Saved entries
────────────────────────────────────────

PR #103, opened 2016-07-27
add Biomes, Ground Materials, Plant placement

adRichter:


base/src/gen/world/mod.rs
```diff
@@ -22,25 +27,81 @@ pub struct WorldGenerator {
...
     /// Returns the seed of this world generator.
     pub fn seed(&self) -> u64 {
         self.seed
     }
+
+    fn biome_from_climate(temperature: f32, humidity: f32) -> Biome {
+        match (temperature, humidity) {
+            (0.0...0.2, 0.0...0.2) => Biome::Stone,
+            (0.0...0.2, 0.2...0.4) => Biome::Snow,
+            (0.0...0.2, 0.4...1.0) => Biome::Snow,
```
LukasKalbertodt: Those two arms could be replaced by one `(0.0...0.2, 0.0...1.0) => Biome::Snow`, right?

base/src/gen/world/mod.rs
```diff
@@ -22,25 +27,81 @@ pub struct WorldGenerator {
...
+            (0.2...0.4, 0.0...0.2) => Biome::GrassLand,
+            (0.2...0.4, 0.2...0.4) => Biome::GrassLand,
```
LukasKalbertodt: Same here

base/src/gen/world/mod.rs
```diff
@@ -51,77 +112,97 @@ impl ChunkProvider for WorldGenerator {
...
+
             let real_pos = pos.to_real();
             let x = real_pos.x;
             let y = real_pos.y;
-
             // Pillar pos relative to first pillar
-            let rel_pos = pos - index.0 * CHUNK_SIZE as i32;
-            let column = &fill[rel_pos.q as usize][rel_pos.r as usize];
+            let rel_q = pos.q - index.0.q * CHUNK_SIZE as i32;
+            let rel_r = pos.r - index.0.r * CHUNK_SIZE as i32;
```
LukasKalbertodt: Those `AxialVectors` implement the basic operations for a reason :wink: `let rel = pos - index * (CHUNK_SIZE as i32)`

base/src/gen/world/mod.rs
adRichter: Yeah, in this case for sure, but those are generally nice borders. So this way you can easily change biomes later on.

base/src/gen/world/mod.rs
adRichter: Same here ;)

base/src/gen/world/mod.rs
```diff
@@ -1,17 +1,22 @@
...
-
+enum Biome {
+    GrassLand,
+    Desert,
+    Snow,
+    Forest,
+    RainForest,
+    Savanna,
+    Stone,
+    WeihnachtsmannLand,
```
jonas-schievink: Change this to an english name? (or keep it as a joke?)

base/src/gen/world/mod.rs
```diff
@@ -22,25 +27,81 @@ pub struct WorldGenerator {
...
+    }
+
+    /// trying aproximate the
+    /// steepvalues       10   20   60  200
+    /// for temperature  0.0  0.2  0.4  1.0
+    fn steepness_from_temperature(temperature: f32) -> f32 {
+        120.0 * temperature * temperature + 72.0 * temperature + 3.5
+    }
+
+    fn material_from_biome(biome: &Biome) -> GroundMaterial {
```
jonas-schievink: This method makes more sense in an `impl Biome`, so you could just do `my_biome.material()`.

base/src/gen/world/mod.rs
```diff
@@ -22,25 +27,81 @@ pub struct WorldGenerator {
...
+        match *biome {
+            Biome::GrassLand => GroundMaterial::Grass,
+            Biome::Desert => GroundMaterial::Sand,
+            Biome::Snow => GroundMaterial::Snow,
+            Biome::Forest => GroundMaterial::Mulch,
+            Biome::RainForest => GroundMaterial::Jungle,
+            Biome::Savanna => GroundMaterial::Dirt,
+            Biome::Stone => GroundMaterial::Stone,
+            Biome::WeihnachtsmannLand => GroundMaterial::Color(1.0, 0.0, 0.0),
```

────────────────────────────────────────

**Task requirements**
Check every line of the entries for the string "jonas". Give only the number of lines that hold it.

**Result below**
2